YOUR INSTRUCTIONS: Below is a listing; restate from it, character for character, the lines beginning at the line holding "PR #210, opened 2022-08-09" and ending at the line holding "For testing this, be", both included.

EXTRACTED INFORMATION:
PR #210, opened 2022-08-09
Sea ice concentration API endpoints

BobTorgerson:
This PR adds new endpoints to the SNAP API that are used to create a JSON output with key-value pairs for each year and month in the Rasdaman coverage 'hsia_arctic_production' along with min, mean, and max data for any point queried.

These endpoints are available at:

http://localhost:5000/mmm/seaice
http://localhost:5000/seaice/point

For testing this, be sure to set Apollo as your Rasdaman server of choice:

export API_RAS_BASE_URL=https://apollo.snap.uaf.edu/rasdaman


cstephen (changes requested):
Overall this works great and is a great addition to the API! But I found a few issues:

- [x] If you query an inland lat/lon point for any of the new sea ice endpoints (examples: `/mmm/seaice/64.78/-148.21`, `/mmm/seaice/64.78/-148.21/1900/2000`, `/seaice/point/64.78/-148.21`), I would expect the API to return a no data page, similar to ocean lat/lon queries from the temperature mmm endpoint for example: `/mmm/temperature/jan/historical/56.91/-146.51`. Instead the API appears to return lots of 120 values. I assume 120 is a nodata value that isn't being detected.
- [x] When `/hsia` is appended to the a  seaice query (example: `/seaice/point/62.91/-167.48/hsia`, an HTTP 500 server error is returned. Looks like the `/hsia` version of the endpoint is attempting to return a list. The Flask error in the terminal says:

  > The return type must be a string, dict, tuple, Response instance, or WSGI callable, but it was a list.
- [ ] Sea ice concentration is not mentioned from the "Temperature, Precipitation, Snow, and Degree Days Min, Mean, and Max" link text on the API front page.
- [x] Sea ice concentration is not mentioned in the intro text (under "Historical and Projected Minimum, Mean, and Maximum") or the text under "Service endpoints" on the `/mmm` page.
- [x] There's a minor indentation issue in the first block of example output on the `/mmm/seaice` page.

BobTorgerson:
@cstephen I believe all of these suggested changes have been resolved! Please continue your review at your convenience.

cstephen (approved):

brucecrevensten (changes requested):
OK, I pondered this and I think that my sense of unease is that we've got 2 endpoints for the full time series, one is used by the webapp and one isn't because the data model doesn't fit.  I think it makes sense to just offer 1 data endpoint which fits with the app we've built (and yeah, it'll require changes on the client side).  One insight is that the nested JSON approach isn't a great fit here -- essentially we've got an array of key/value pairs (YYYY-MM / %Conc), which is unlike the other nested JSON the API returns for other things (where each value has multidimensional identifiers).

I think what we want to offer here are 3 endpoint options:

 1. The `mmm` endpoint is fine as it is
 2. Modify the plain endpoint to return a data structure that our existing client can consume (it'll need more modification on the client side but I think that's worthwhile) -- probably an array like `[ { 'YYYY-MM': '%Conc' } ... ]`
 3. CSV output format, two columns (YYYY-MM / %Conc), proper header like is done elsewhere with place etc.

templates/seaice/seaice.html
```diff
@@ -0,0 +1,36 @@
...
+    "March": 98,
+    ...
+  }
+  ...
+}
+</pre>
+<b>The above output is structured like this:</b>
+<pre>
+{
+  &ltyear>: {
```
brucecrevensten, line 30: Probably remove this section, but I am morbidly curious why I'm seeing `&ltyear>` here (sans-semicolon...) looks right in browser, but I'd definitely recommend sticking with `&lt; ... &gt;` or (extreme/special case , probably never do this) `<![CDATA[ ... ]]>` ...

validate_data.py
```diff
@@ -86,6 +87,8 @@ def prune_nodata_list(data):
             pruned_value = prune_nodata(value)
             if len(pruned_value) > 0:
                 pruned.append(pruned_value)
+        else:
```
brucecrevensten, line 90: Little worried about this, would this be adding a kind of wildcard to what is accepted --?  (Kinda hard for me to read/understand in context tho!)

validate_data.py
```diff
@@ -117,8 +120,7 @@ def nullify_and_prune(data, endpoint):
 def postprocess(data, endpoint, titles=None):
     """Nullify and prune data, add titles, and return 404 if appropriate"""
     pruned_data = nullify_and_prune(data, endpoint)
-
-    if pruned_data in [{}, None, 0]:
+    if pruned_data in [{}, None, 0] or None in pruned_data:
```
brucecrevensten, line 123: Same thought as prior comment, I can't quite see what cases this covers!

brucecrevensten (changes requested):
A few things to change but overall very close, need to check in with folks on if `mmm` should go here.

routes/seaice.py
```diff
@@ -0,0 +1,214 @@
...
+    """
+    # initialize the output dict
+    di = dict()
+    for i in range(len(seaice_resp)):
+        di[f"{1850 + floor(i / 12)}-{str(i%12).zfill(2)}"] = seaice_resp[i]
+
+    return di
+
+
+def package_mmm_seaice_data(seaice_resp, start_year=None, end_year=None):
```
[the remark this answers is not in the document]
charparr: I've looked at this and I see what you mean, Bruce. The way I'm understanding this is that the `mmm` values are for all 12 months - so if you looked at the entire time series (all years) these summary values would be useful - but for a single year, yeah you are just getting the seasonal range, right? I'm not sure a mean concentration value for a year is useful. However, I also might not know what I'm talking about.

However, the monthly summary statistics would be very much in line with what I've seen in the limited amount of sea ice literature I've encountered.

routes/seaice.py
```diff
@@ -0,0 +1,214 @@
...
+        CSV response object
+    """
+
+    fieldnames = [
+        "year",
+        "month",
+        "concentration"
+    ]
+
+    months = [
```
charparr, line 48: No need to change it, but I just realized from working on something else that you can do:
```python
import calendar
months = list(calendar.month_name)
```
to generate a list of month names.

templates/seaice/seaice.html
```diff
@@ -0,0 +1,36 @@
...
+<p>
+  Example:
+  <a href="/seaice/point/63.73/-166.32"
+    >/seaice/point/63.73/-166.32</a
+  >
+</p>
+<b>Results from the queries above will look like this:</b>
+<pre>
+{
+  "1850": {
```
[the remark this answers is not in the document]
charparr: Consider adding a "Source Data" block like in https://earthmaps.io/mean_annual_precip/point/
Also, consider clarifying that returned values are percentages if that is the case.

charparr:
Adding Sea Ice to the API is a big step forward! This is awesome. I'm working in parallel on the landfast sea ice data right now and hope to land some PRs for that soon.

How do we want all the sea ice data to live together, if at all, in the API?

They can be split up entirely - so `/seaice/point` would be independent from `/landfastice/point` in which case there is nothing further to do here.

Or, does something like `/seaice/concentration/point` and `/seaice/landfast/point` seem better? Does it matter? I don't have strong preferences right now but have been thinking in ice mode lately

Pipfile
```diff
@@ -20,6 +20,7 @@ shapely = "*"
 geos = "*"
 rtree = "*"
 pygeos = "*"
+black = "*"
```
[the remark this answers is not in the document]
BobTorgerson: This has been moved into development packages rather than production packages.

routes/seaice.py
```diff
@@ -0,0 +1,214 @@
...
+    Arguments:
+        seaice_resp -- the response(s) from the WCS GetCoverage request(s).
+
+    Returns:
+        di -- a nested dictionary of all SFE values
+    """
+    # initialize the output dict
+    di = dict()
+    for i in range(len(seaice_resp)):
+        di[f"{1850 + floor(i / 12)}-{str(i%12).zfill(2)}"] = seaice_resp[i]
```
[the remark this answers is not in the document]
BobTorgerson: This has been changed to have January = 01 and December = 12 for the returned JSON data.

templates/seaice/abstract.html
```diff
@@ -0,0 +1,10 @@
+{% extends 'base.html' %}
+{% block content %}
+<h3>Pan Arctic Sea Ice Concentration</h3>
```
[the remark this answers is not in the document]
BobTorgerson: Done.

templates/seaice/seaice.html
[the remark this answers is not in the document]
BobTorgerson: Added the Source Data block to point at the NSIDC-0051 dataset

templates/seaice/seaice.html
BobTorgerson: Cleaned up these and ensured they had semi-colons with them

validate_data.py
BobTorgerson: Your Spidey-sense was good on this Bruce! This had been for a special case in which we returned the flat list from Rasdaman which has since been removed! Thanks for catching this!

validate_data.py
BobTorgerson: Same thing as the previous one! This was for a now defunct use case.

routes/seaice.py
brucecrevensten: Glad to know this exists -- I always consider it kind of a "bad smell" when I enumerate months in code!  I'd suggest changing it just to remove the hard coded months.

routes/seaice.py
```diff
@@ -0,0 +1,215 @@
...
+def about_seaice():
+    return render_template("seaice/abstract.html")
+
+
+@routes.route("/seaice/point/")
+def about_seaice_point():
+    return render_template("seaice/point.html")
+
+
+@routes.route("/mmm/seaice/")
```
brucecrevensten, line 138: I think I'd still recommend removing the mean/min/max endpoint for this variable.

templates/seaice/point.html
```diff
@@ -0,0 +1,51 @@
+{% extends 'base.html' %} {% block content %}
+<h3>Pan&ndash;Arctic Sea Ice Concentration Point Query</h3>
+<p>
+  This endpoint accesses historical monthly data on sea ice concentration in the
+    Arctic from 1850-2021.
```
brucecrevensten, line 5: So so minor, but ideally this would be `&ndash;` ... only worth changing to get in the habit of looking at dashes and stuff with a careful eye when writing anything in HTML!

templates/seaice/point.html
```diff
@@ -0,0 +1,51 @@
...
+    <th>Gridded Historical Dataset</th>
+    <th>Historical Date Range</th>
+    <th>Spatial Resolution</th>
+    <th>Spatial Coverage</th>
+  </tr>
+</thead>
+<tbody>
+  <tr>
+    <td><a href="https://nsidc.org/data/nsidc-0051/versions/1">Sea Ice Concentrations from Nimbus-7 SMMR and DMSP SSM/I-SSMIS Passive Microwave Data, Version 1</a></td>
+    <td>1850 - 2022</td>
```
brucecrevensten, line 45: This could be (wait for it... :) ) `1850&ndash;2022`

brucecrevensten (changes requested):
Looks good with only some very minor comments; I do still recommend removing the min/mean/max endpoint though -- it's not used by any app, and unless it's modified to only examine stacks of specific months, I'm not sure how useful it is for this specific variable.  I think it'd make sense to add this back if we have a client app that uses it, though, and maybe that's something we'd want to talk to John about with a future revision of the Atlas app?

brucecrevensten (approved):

...

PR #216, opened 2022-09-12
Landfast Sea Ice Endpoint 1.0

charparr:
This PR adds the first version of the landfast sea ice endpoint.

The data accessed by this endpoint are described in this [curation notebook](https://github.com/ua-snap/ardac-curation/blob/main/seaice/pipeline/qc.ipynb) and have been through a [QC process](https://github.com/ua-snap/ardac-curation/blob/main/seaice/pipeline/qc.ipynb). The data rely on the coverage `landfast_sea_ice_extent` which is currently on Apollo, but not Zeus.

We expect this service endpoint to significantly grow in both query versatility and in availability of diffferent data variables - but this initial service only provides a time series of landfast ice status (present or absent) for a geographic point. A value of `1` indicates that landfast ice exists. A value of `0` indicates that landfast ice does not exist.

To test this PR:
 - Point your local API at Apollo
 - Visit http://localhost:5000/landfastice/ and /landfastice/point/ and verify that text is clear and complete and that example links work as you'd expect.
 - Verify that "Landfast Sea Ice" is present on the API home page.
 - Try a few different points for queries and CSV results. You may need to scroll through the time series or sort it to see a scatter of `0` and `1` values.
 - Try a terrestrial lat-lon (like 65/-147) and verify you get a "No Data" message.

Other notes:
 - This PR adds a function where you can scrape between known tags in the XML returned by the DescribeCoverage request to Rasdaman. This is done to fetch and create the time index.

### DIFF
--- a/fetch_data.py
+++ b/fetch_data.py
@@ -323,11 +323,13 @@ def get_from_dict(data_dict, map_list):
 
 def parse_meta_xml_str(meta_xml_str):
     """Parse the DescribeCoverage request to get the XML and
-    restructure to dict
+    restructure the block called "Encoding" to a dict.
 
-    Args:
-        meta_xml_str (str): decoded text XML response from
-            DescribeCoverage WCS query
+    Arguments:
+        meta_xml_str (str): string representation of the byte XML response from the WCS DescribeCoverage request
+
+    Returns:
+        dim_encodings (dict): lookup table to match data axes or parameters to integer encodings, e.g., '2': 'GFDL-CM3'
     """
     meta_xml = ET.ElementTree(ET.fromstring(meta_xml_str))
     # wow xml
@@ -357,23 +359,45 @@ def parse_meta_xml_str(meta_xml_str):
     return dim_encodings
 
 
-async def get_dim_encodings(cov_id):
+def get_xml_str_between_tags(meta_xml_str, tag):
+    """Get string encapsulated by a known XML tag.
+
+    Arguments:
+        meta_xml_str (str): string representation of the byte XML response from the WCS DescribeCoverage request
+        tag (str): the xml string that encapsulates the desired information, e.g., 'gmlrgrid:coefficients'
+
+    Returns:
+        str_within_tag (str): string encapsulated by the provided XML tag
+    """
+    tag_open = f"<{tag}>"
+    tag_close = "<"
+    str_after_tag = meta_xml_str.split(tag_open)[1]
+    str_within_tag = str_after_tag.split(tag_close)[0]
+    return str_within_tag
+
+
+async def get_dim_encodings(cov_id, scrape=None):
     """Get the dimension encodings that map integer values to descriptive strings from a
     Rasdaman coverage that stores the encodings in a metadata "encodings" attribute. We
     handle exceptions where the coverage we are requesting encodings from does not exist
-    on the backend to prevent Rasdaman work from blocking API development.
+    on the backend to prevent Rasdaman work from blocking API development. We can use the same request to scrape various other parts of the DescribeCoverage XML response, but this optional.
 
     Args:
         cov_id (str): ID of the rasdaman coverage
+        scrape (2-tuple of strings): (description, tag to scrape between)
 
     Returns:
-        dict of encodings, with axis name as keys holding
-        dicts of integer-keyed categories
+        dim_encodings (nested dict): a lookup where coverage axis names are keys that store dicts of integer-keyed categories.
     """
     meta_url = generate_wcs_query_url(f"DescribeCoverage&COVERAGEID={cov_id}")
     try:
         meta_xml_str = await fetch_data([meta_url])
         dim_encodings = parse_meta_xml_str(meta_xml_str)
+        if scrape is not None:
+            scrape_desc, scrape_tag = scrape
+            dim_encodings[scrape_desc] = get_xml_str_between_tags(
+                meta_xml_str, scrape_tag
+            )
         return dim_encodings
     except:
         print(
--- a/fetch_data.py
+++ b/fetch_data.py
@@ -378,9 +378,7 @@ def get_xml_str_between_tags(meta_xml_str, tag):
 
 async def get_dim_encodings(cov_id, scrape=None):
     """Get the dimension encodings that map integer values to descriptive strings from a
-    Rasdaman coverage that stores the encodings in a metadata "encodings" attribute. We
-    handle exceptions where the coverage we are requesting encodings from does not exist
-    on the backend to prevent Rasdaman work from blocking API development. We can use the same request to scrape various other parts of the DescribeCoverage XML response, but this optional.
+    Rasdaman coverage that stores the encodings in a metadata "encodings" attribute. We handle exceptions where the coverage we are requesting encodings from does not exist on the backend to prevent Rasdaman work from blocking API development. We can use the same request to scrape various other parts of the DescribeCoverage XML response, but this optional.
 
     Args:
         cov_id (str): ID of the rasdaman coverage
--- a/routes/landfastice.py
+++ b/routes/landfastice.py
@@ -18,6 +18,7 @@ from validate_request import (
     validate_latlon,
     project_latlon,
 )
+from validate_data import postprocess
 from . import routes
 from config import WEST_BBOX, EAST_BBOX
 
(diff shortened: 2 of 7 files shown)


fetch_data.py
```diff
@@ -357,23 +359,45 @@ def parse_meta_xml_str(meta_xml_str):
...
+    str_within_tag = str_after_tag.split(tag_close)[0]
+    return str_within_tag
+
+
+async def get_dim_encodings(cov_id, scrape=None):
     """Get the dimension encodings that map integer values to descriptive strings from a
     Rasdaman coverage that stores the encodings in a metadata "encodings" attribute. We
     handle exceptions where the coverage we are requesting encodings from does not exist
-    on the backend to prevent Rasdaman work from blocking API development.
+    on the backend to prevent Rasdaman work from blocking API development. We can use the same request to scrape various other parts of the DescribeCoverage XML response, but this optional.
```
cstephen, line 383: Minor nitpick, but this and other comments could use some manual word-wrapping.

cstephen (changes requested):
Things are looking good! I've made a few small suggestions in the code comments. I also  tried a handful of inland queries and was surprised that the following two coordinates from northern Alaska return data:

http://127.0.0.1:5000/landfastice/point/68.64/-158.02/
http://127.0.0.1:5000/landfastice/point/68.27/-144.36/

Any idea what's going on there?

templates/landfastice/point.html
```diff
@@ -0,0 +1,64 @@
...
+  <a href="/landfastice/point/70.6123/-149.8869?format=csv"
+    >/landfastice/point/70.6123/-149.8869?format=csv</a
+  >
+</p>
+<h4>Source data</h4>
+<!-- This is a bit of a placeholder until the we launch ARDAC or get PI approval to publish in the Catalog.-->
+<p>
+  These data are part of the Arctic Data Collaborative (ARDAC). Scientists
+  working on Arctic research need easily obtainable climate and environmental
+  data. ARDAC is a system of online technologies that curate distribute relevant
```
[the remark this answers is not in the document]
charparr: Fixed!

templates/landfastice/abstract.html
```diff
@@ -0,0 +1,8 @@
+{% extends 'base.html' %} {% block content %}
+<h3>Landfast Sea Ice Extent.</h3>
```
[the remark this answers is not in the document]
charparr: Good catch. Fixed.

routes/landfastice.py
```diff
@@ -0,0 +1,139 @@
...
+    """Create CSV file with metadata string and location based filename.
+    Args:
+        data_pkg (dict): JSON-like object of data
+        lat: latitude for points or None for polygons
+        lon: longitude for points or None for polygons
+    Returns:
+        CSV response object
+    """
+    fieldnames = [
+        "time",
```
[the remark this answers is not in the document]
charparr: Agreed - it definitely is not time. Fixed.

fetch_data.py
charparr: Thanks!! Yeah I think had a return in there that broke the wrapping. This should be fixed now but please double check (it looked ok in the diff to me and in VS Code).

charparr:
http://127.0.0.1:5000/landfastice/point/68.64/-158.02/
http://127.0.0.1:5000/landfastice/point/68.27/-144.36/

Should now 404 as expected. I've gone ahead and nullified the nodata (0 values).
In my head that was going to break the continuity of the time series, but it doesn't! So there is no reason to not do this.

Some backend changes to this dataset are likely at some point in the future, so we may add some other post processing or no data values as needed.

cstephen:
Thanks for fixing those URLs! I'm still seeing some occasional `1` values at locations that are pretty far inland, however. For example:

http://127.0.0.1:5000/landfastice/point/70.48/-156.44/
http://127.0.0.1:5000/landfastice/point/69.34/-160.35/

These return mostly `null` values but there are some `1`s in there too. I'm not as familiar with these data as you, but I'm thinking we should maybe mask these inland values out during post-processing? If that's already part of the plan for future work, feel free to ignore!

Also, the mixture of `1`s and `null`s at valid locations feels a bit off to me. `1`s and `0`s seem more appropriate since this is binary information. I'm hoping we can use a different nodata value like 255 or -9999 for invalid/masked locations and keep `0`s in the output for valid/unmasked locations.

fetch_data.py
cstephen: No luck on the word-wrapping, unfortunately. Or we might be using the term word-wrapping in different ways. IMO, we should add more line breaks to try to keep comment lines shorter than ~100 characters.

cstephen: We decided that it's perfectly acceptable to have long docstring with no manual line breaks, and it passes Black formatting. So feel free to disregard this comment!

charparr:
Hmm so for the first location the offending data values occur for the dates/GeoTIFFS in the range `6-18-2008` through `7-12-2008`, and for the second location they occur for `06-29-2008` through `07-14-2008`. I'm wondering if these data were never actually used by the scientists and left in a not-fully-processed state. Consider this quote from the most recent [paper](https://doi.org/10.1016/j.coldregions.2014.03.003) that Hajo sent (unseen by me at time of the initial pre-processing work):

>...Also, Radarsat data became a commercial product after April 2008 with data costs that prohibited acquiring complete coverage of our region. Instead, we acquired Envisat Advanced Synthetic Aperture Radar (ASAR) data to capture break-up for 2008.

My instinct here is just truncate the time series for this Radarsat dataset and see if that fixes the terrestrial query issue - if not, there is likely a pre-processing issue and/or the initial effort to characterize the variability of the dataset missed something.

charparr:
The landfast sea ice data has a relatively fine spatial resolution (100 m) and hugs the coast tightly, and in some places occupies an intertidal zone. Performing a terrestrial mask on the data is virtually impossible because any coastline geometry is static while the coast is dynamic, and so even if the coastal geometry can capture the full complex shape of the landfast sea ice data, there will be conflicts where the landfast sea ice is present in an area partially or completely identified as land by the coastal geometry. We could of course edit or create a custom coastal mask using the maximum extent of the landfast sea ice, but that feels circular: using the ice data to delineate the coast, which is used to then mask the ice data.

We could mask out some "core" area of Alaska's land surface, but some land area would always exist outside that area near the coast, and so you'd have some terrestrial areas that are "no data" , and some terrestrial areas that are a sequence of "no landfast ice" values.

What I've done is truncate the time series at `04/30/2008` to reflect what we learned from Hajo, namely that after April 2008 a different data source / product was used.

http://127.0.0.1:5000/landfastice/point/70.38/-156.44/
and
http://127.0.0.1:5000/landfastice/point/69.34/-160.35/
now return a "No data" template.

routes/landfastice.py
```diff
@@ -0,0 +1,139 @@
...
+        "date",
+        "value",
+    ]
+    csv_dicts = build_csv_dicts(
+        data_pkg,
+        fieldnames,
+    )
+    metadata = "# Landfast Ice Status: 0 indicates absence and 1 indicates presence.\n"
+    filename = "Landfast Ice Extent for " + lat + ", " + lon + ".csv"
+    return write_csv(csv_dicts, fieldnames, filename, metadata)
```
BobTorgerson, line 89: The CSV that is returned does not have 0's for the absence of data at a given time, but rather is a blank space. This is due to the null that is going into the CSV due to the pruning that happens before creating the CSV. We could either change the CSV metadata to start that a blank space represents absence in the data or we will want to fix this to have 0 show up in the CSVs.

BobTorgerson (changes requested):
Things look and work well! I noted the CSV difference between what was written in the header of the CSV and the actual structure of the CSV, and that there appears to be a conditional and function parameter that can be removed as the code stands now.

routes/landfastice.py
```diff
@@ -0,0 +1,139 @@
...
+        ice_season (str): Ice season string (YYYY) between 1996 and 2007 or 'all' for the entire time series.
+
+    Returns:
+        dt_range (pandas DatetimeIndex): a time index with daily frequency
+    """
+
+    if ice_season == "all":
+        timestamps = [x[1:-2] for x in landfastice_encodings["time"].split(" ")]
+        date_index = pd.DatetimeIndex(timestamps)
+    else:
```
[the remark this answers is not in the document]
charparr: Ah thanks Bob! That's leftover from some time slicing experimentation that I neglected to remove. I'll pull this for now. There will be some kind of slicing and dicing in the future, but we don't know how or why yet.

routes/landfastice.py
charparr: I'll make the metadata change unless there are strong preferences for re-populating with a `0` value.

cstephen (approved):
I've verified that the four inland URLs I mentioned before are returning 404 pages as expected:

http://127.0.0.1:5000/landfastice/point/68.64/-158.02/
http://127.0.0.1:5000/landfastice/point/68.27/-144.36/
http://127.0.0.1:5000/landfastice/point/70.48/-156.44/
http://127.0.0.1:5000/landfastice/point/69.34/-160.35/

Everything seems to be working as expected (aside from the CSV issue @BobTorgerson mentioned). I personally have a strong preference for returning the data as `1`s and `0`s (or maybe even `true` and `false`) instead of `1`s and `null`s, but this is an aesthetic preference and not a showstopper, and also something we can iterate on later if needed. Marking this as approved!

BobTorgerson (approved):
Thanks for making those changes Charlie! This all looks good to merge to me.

OUTPUT OF THE EXERCISE:
PR #210, opened 2022-08-09
Sea ice concentration API endpoints

BobTorgerson:
This PR adds new endpoints to the SNAP API that are used to create a JSON output with key-value pairs for each year and month in the Rasdaman coverage 'hsia_arctic_production' along with min, mean, and max data for any point queried.

These endpoints are available at:

http://localhost:5000/mmm/seaice
http://localhost:5000/seaice/point

For testing this, be sure to set Apollo as your Rasdaman server of choice:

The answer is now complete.